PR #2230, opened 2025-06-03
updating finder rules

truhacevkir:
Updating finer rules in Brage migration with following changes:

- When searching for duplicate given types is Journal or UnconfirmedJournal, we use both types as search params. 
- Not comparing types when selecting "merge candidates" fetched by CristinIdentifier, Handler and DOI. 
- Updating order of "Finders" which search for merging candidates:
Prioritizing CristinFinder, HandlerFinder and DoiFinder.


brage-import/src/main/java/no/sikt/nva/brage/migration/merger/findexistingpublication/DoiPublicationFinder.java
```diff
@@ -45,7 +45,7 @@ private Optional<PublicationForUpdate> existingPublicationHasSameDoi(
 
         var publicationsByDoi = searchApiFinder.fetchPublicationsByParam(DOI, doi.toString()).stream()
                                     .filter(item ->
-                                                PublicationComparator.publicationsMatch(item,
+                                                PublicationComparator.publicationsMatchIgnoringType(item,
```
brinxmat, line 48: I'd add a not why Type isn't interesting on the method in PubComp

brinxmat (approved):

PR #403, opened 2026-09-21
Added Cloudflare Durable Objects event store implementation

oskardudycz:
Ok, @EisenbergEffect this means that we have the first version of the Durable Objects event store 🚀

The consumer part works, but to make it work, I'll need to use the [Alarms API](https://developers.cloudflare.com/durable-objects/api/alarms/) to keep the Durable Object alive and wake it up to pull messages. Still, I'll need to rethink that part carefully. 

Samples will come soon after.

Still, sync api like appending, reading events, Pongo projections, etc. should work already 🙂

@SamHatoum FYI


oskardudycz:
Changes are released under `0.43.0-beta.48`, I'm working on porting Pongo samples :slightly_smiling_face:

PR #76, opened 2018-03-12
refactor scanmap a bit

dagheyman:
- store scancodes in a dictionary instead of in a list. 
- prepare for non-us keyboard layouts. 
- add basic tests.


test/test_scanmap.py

.....

**EXERCISE**
Give again, word for word, the records from their first line to the one with "Prioritizing CristinFinder, HandlerFinder", and leave out all else.

**RESULT**
PR #2230, opened 2025-06-03
updating finder rules

truhacevkir:
Updating finer rules in Brage migration with following changes:

- When searching for duplicate given types is Journal or UnconfirmedJournal, we use both types as search params. 
- Not comparing types when selecting "merge candidates" fetched by CristinIdentifier, Handler and DOI. 
- Updating order of "Finders" which search for merging candidates:
Prioritizing CristinFinder, HandlerFinder and DoiFinder.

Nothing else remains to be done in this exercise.